Religious life on campus had a complexion significantly different from that to be found in generations going forward. Attendance was required at Sunday night vespers and at chapel five days a week. Bible courses in the two Testaments were a part of every student’s class schedule during freshman and sophomore years. The college had no chaplain, but the YMCA, in the location where the Guest House now sits, had a visible role in college life. The Secretary was customarily a graduate who had declared himself a candidate for the ministry. The campus church occupied the same prominent corner as the Davidson College Presbyterian Church does now. The cornerstone for the present church was laid during commencement weekend of my senior year, 1950, and the sanctuary was designed to accommodate the whole student body. Its design and quality are tributes Dr. Cunningham’s wisdom and attention to detail.

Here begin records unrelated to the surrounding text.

PR #442, opened 2016-04-04
response_parser: remove auto-delete impl feature

bassosimone:
I reckon this was added to avoid use after frees, but now that it is
clear that one should defer destruction after end of test, I think that
this auto-delete feature is not needed anymore.  In fact, delayed
deletion is now performed by Async.

We'll see when testing if there are any memory issues (especially given
that now I've committed a diff to improve Valgrind diagnostics).

If there are no memory issues, then good because the duplicate
interface/impl for the parse is generating lots of complexity. Would be
nice in another diff to merge interface and implementation to obtain
just a single class implementing the respoinse parser.

I've added a comment reminding us to do so.


bassosimone:
Okay, so apparently there are [novel Valgrind related issues added by this PR](https://travis-ci.org/measurement-kit/measurement-kit/jobs/120668444#L5726). Damn.

bassosimone:
Now that #451 has been merged, I can get rid of this failed attempt at simplifying existing http code to be able to use it to write new http code. We have found another way.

Over the years since I graduated, the connection between the college and the Presbyterian Church has weakened. In 1950 Davidson College was Presbyterian in a distinctive sense, in the view of the community at large, in the amount of monetary support that was received from denominational bodies, and in representation on the Board of Trustees from supporting presbyteries. Dr. Cunningham, who was himself an ordained minister, invited the Moderator of the church’s General Assembly, William Edgar Price, to be present at the laying of the cornerstone of the new church. My sense is that much of this ecclesiastical association has been abandoned. Nevertheless, Davidson has produced scores of graduates who have been faithful pastors of local churches and leaders in their denominations. At least eight, two of whom were Rhodes Scholars, have become presidents of schools of theological higher education. While the college may no longer reflect its heritage with the Presbyterian Church as it once did, in its history it has made a great impression on the Church through those who have gone forth as ministers and as Christian community leaders in business and the professions.

The other day at a baseball game I met two football players. I asked them if they knew the words to our fight song, “O Davidson.” They smiled and acknowledged that they did not. The fact that our class was taught to sing it during orientation, “down Erskine College as through their lines we run,” Erskine being the first school our team played that fall, still dwells in the back of my mind when I rehearse “O Davidson.”

Go Cats!  Long live Davidson College, “our dear old Alma Mater.”

Bill DuBose

Bill DuBose is the son of a Presbyterian minister. After Bill graduated from Davidson College in 1950, he went on to serve in pastorates in Laurel Hill, North Carolina; Pulaski, Virginia; Rockingham, North Carolina; and Hartsville, South Carolina. In 1996, he retired to Davidson with his wife, Sally.